The opinion of the court was delivered by: Hon. Dennis M. Cavanaugh




This matter comes before the Court upon a second motion to dismiss by Defendant Tamils Rehabilitation Organization, Inc. ("TRO-USA" or "Defendant") pursuant to Federal Rule of Civil Procedure 12(b)(1). Pursuant to Federal Rule of Civil Procedure 78, no oral argument was heard. After considering the submissions of all parties, and for the reasons set forth below, it is the decision of this Court that Defendant's motion is denied.

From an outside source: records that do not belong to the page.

PR #838, opened 2021-03-29
Fix error reporting when creating an host with invalid BMC url

andfasano:
This PR addresses the problem reported in https://github.com/metal3-io/baremetal-operator/issues/843.

Note that it completes the changes introduced by @zaneb in [beea4d0](https://github.com/metal3-io/baremetal-operator/commit/beea4d0ead807a8f19b38d538db3502ee3504b97) which already fixed the problem of deleting a BMH resource being created with a malformed BMC address (such issue originally also addressed by @kirankt in #713)

### DIFF
--- a/controllers/metal3.io/baremetalhost_controller.go
+++ b/controllers/metal3.io/baremetalhost_controller.go
@@ -1183,15 +1183,6 @@ func (r *BareMetalHostReconciler) buildAndValidateBMCCredentials(request ctrl.Re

TRO-USA was incorporated in 1994 under the laws of Maryland. In its August 26, 2010 Opinion, this Court granted TRO-USA's motion to dismiss in part and dismissed several counts of Plaintiffs' Complaint. However, this Court denied TRO-USA's motion to dismiss with regard to Count One,*fn2 which alleges TRO-USA is liable, pursuant to the Alien Tort Statute ("ATS") for the deaths and injuries caused by five specific bombings by the Liberation Tamil Tigers Eelam ("LTTE") that occurred in Sri Lanka in 2007 and 2008. The Complaint alleges that TRO-USA is directly responsible for those bombings because it allegedly functioned as a "front group" for the collection of funds for the LTTE. In denying TRO-USA's motion to dismiss Count One, this Court considered whether a corporation could be sued under the ATS, and found that corporate liability does in fact exist.


TRO-USA has moved a second time to dismiss Count One of the Complaint, arguing that this Court lacks subject matter jurisdiction because a corporation cannot be liable under the ATS.*fn3

TRO-USA's entire argument is based on the recent Second Circuit decision in Kiobel, et al. v. Royal Dutch Petroleum, et al., 621 F.3d 111 (2d Cir. 2010), which came down after this Court's August 26, 2010 Opinion. In Kiobel, the Second Circuit held that the scope of liability under the ATS does not extend to corporations. Id. at 145.

In response, Plaintiff puts forth several arguments as to why the Second Circuit's decision in Kiobel is flawed and incorrect. However, it is not up to this Court to determine the soundness of the Second Circuit decision, nor does this Court have any reason to address such issues. The Kiobel decision is not binding on this Court, and at most it represents a circuit split on the issue of corporate liability under the ATS.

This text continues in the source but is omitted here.